Uganda’s financial institutions under their umbrella body, Uganda Bankers’ Association (UBA) have unveiled a special Regional Export Facility (REF) to support Uganda’s exports and post Covid economic recovery. The move will also spur inflow of hard currency to support the shilling.
The initial amount of Uganda shillings one trillion has been pledged as a financial package to support exporters from Uganda, to regenerate and grow export volumes to the regional markets including South Sudan, DRC, Rwanda, Burundi, Kenya, Tanzania and Others.
Relatedly, the Absa financial markets index report for 2022 pointed out that survey participants mentioned that disruption to supply chains, weaker global growth and elevated commodity prices as headwinds to their economies. Hitherto, it was noted that Uganda’s export markets were shrinking year-on-year.
Speaking at the ceremony, UBA Chairperson, Sarah Arapta, said that the REF initiative had been developed as a special industry intervention to support economic recovery given the post-covid effects that saw global, regional and local markets locked down for at least 2 years, leading to loss of markets and attendant cashflows and yet Uganda has comparative advantage in the supply & production of many products needed within our regional neighborhood.

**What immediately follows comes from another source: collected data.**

PR #5396, opened 2026-02-24
avoid I2S resource conflict (aPLL) with ethernet - V4 builds only (fixes #5391)

### LINKED ISSUE #5391: Conflict between Ethernet and mic settings on main

softhack007:
When AR ties to initialize a PDM microphone, this stops ethernet from working because the aPLL unit is needed for ethernet.
Solution: don't use aPLL clock for I2S PDM microphones.

Backport to 0.15.x not needed - the problem only occurs on V4 builds.

Ethernet with internal RMII clock (typically on GPIO 0/16/17) uses the Audio PLL (APLL) to generate the 50 MHz reference clock for RMII. I2S audio input cannot use the same aPLL in this case.

see https://github.com/wled/WLED/issues/5391

## Summary by CodeRabbit

* **New Features**
  * Enhanced audio source type detection to differentiate between PDM and I2S digital microphones in the interface.

* **Bug Fixes**
  * Corrected PDM microphone labeling from "I2S PDM" to "Generic PDM" for improved accuracy and clarity in audio source selection.

### DIFF
--- a/usermods/audioreactive/audio_reactive.cpp
+++ b/usermods/audioreactive/audio_reactive.cpp
@@ -1206,7 +1206,7 @@ class AudioReactive : public Usermod {
           break;
         #if  !defined(CONFIG_IDF_TARGET_ESP32S2) && !defined(CONFIG_IDF_TARGET_ESP32C3)
         case 5:
-          DEBUGSR_PRINT(F("AR: I2S PDM Microphone - ")); DEBUGSR_PRINTLN(F(I2S_PDM_MIC_CHANNEL_TEXT));
+          DEBUGSR_PRINT(F("AR: Generic PDM Microphone - ")); DEBUGSR_PRINTLN(F(I2S_PDM_MIC_CHANNEL_TEXT));
           audioSource = new I2SSource(SAMPLE_RATE, BLOCK_SIZE, 1.0f/4.0f);
           useBandPassFilter = true;  // this reduces the noise floor on SPM1423 from 5% Vpp (~380) down to 0.05% Vpp (~5)
           delay(100);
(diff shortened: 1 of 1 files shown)


netmindz:
Do we not have any ethernet builds for S3? Aren't we using V4 for the S3 on 0.15? @softhack007 ?

netmindz:
Do we have the same bug in MM too?

softhack007:
> Do we not have any ethernet builds for S3? Aren't we using V4 for the S3 on 0.15? @softhack007 ?

Good point - right now WLED only support ethernet on classic esp32. 
WLED 0.15 supports custom "V4" builds, so we could also bring the patch back to 0.15.x. V3 builds are not affected by my patch, they don't have the problem.

We might need to look at S3 (and P4) later, once that the W5500 chip supports from @troyhacks comes.

> Do we have the same bug in MM too?

yep, and I've added the same fix to ``mdev`` today. There is still an uncertainty about "I2S slave mode" (PR from @troyhacks) and "I2S with Mclk" - not sure if these modes work well without the aPLL timer.

softhack007:
ok, ready to merge. I'll also cross-merge into 0.15.x, to help ethernet users with "V4" builds.

PR #5400, opened 2026-02-27
feat(eps-now): add 3 scenes for GLEDOPTO ESP-NOW WLED Remote Control

GLEDOPTO:
This PR adds three new scenes to the EPS-NOW remote controller to support the GLEDOPTO ESP-NOW WLED Remote Control.

**Product link:**   https://gledopto.com/h-pd-146.html

## Summary by CodeRabbit

* **New Features**
  * Added support for three new WizMote remote buttons (5, 6, 7) for one-press access to lighting presets: Candle, Random Color, and Fade for quicker mode changes.

### DIFF
--- a/wled00/remote.cpp
+++ b/wled00/remote.cpp
@@ -220,8 +220,8 @@ void handleRemote() {
       case WIZMOTE_BUTTON_TWO            : presetWithFallback(2, FX_MODE_BREATH,        0); break;
       case WIZMOTE_BUTTON_THREE          : presetWithFallback(3, FX_MODE_FIRE_FLICKER,  0); break;
       case WIZMOTE_BUTTON_FOUR           : presetWithFallback(4, FX_MODE_RAINBOW,       0); break;
-      case WIZMOTE_BUTTON_FIVE           : presetWithFallback(5, FX_MODE_DISSOLVE,      0); break;
-      case WIZMOTE_BUTTON_SIX            : presetWithFallback(6, FX_MODE_BLINK,         0); break;
+      case WIZMOTE_BUTTON_FIVE           : presetWithFallback(5, FX_MODE_CANDLE,        0); break;
+      case WIZMOTE_BUTTON_SIX            : presetWithFallback(6, FX_MODE_RANDOM_COLOR,  0); break;
       case WIZMOTE_BUTTON_SEVEN          : presetWithFallback(7, FX_MODE_FADE,          0); break;
       case WIZMOTE_BUTTON_NIGHT          : activateNightMode();                             break;
       case WIZMOTE_BUTTON_BRIGHT_UP      : brightnessUp();                                  break;


wled00/remote.cpp
```diff
@@ -217,6 +220,9 @@ void handleRemote() {
       case WIZMOTE_BUTTON_TWO            : presetWithFallback(2, FX_MODE_BREATH,        0); break;
       case WIZMOTE_BUTTON_THREE          : presetWithFallback(3, FX_MODE_FIRE_FLICKER,  0); break;
       case WIZMOTE_BUTTON_FOUR           : presetWithFallback(4, FX_MODE_RAINBOW,       0); break;
+      case WIZMOTE_BUTTON_FIVE           : presetWithFallback(5, FX_MODE_SCAN,          0); break;
```
DedeHai: better use a single led compatible FX as a fallback. like fireflicker

GLEDOPTO: OK, thanks

DedeHai: why did you fix it and then unfix it?

GLEDOPTO: > why did you fix it and then unfix it?

The fireflicker effect is already working. The code is: 
`case WIZMOTE_BUTTON_THREE : presetWithFallback(3, FX_MODE_FIRE_FLICKER, 0); break;`

DedeHai: good point, but my comment was about support for non-strip setups to have a fallback that works.

GLEDOPTO: > good point, but my comment was about support for non-strip setups to have a fallback that works.

Okay, I understand what you mean.
I think the following effects also work well on a single LED, for example:
**1. Color change effects:**
- FX_MODE_RAINBOW
- FX_MODE_TRICOLOR_FADE
- FX_MODE_COLORWAVES

**2. Brightness change effects:**

- FX_MODE_BREATH
- FX_MODE_STROBE/FX_MODE_MULTI_STROBE

**3. Random blinking effects:**

- FX_MODE_COLORTWINKLE

However, users usually reset these presets, so I don't think what's set here is very important. Perhaps setting it back to FX_MODE_FIRE_FLICKER? Do you have any better suggestions? Thank you!

DedeHai: users will very likely test the remote before setting up presets, if a fallback fails it will default to "static". The FX with single pixel support can be filtered in the FX list, the default should not be a too aggressive one like strobe (blink is also not really a good choice).  Can you check for other FX that have single pixel support and replace blink and dissolve? I think candle may be one candidate.

GLEDOPTO: > users will very likely test the remote before setting up presets, if a fallback fails it will default to "static". The FX with single pixel support can be filtered in the FX list, the default should not be a too aggressive one like strobe (blink is also not really a good choice). Can you check for other FX that have single pixel support and replace blink and dissolve? I think candle may be one candidate.

Thank you for the feedback! Based on your requirements for gentle, single-LED compatible effects, I've updated the fallbacks:

- BUTTON_FIVE: FX_MODE_SCAN → FX_MODE_CANDLE (as you suggested)
- BUTTON_SIX: FX_MODE_BLINK → FX_MODE_RANDOM_COLOR (smooth color transitions)
- BUTTON_SEVEN: Keep FX_MODE_FADE (already gentle and works well)

What do you think?

DedeHai: thats a good choice

GLEDOPTO: OK, I have resubmitted

PR #5423, opened 2026-03-13
Create usermod phillips hue v2

netmindz:
## Summary by CodeRabbit

* **New Features**
  * Philips Hue V2 integration for ESP32: syncs on/off, brightness, color, temperature and effects; SSE streaming with polling fallback, reconnect/backoff, and configurable polling/apply options
  * HTTPS by default with optional plain-HTTP override, link-button authentication, mDNS bridge discovery, and light discovery/selection

* **Documentation**
  * Added comprehensive user guide with setup, TLS options, settings and troubleshooting

* **Chores**
  * Registered new usermod and added library manifest and usermod ID


netmindz:
@coderabbitai review  - can you pay particular attention to if the code handles self-signed certificates please

netmindz:
It appears to be working for me, either if i use HTTP or build with the official ESP Platform  (not tasmota as that lacks TLS)

softhack007:
@coderabbitAI How does the flash (program size) increase, based on the additional components (TLS, HTTPS, certificate bundle, etc) needed by this PR?

DedeHai:
> TLS in insecure mode carries an **~48 KB SRAM cost on ESP32** at connection time

oof, thats a heavy toll if its correct. It means that anything over 1000LEDs will probably not be possible without PSRAM on an ESP32, the S3 has more RAM. Also only a single connection would be possible if this is per connection.

netmindz:
I'm not too worried about pixel count as this is a single pixel as far is hue is concerned, so this feature is most suitable non-addressible LEDs 

The use case would say be turning on the lights under the kitchen counter at the same time as the main light bulb in the kitchen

The UBA Chair added that: “Uganda has a strong manufacturing and trading hub capable of serving the regional markets which if well leveraged could be a key engine of growth.”
She pointed out that goods manufactured in Uganda for export to the region include construction products like cement, steel bars, iron sheets, and paint. Arapta also said that fast moving consumer goods include scholastic materials, personal care products like cosmetics, textiles, and foam products could benefit from the initiative.
She said that Uganda’s manufacturing sector also has a huge agro-processing component including many food & agricultural products like grain/cereals, vegetables, oil products animal & poultry products, both alcoholic & non-alcoholic drinks including water that can permeate their way into the regional markets via structured and un-structured export financing arrangements.
“As they harness this value chain, Ugandan manufacturers, service providers and traders deliver economic benefits beyond their commercial profit objectives which include employment, foreign exchange, taxes and plenty of backward & forward linkages across several sectors in the economy,” Arapta said.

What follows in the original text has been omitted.